──────── EXTRACTED DATA

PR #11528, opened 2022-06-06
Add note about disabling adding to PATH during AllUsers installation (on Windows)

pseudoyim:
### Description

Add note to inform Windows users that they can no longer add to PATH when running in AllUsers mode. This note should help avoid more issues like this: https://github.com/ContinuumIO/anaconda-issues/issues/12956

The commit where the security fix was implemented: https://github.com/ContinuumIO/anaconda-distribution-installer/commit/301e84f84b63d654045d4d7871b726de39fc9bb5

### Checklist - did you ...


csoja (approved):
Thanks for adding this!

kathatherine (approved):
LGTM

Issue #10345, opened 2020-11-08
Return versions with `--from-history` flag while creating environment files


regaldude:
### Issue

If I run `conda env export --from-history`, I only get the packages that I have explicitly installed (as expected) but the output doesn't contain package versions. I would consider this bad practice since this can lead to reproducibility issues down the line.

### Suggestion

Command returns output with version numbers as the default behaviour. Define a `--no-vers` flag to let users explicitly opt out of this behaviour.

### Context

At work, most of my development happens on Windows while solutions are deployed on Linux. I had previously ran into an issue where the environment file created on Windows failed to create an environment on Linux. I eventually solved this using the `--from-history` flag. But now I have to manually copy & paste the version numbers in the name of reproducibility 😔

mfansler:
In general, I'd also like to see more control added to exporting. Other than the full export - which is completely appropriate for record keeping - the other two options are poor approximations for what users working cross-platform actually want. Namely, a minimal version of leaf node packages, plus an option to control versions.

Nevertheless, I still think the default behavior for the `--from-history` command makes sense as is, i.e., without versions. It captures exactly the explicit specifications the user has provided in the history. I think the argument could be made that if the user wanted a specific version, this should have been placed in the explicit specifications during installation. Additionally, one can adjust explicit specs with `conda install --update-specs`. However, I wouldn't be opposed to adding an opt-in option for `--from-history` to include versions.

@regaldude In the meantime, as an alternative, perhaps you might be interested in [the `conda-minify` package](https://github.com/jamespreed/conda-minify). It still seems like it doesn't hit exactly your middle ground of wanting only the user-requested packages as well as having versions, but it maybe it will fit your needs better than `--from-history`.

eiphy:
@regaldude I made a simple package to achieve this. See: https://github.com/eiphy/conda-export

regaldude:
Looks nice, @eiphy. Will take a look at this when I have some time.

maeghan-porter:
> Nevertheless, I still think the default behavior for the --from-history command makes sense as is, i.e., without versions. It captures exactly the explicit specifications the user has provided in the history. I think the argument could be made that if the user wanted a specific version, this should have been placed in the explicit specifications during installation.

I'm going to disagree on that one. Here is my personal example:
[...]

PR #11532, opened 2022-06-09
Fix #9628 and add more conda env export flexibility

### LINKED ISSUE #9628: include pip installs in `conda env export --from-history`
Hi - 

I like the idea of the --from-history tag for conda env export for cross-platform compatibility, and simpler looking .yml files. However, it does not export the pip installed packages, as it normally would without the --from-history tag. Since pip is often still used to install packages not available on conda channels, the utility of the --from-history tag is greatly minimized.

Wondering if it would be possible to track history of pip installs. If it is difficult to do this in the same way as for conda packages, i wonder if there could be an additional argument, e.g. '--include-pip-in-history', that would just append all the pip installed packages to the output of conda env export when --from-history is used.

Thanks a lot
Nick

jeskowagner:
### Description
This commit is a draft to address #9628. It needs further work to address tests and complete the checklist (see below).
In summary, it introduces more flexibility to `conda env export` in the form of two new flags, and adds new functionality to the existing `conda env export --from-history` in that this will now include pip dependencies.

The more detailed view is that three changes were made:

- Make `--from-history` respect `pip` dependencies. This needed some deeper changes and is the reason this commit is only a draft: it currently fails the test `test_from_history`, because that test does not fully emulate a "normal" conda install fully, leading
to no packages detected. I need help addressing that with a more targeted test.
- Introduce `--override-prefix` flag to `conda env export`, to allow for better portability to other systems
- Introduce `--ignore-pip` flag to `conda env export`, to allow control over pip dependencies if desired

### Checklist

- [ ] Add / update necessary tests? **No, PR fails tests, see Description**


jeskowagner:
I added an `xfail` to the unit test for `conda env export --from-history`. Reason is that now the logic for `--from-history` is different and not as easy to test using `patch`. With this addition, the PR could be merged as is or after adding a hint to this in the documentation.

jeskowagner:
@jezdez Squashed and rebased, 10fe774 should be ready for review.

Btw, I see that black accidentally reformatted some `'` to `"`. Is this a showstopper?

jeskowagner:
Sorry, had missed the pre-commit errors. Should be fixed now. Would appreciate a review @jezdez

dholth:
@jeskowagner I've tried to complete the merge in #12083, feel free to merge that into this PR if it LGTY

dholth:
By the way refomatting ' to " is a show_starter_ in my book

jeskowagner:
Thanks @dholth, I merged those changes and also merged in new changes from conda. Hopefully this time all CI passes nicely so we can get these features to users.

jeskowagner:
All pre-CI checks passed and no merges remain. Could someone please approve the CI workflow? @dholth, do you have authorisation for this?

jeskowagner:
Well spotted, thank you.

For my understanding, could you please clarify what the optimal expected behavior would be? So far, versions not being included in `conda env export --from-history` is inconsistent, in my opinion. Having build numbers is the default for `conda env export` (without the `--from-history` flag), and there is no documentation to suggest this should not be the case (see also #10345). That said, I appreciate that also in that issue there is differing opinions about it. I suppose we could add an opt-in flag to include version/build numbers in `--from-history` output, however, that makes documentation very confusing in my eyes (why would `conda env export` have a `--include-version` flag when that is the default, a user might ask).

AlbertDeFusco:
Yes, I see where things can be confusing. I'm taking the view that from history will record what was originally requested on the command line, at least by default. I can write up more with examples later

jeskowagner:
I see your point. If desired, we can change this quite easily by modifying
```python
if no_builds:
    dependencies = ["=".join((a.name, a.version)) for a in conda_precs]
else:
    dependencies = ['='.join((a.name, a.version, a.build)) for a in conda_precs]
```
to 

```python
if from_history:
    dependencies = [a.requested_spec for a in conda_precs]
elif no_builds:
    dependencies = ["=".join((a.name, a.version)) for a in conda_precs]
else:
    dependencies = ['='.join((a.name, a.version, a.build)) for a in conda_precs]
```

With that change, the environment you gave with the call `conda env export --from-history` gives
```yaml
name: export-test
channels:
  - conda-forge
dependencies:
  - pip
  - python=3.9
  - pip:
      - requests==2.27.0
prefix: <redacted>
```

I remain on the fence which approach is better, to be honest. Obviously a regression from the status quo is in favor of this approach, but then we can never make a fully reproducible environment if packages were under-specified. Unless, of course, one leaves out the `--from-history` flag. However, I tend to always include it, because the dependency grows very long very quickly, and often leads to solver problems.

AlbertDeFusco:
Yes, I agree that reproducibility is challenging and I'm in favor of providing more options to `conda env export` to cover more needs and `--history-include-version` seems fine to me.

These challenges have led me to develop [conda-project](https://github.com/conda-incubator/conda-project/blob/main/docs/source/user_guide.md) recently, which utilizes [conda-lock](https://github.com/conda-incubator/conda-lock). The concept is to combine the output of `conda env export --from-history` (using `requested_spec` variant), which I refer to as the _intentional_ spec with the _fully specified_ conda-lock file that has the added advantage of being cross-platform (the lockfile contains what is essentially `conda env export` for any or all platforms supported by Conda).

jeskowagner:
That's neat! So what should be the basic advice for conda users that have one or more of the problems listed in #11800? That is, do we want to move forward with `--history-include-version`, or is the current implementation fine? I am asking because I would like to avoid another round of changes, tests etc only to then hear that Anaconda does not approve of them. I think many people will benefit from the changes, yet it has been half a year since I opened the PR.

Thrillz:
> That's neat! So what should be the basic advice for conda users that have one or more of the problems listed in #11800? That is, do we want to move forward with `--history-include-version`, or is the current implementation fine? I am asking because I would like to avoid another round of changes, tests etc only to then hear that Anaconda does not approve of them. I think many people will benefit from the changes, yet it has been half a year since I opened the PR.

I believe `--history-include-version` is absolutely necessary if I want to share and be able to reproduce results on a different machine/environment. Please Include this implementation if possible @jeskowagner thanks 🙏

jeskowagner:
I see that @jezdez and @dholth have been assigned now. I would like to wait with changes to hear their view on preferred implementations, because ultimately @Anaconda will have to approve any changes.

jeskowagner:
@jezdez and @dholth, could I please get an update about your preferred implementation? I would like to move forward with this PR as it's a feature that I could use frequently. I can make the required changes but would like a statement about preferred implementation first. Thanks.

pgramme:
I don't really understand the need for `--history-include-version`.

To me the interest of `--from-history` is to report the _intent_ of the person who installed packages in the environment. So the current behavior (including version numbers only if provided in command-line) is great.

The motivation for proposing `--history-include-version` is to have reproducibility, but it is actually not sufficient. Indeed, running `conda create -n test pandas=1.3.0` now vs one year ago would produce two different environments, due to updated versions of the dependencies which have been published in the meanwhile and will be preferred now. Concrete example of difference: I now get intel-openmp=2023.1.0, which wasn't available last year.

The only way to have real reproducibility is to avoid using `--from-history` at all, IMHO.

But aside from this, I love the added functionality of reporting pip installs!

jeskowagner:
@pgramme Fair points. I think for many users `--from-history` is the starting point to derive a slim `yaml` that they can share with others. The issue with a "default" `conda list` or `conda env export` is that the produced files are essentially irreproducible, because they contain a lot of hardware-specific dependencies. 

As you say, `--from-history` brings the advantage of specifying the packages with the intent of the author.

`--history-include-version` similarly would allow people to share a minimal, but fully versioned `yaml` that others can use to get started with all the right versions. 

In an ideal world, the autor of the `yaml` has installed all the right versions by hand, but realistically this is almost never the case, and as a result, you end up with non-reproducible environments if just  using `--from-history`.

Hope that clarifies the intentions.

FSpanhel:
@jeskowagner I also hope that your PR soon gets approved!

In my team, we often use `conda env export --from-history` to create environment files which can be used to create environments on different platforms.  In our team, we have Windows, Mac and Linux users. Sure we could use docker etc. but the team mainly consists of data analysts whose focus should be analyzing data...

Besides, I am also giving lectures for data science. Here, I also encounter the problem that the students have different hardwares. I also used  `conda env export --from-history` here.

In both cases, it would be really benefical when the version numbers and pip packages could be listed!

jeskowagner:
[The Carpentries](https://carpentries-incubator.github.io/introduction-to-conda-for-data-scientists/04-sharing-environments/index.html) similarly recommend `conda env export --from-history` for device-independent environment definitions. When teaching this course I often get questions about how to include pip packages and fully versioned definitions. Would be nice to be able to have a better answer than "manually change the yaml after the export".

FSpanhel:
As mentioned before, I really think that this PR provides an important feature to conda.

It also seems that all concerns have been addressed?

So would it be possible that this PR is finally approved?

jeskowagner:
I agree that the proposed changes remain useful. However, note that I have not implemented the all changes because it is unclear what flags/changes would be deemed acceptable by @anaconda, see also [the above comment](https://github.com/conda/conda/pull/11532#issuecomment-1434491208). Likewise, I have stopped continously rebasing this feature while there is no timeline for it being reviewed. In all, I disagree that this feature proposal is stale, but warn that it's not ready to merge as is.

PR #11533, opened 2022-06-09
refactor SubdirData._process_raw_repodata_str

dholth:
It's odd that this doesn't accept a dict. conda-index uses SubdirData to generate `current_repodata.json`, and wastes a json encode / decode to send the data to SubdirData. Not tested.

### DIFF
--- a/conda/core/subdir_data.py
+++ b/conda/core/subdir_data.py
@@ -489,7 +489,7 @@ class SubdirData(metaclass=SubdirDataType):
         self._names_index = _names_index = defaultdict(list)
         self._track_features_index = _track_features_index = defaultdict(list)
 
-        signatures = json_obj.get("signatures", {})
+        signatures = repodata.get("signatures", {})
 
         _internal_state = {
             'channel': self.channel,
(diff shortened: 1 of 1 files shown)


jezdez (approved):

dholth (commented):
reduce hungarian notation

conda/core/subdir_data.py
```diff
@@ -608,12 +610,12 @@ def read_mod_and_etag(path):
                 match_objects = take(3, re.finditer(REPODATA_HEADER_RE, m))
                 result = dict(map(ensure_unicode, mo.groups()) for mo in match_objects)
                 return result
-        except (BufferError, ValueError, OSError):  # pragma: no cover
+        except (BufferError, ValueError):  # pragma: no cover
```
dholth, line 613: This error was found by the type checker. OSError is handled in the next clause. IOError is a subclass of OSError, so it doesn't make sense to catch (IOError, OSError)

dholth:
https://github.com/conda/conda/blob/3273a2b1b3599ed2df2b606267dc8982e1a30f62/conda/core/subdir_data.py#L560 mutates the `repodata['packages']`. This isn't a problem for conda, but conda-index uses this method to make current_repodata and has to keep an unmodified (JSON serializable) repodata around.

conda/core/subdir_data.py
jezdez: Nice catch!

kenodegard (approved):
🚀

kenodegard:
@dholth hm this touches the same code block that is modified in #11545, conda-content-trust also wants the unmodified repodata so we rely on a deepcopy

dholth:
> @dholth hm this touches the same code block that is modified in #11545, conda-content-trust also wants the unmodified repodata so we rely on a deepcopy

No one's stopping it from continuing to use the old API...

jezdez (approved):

────────────────

* **YOUR GOAL**:
Check each line of the records for the word "necessary", and show the lines that contain it.

* **ANSWER TO THIS TASK**:
- [ ] Add / update necessary tests? **No, PR fails tests, see Description**
I believe `--history-include-version` is absolutely necessary if I want to share and be able to reproduce results on a different machine/environment. Please Include this implementation if possible @jeskowagner thanks 🙏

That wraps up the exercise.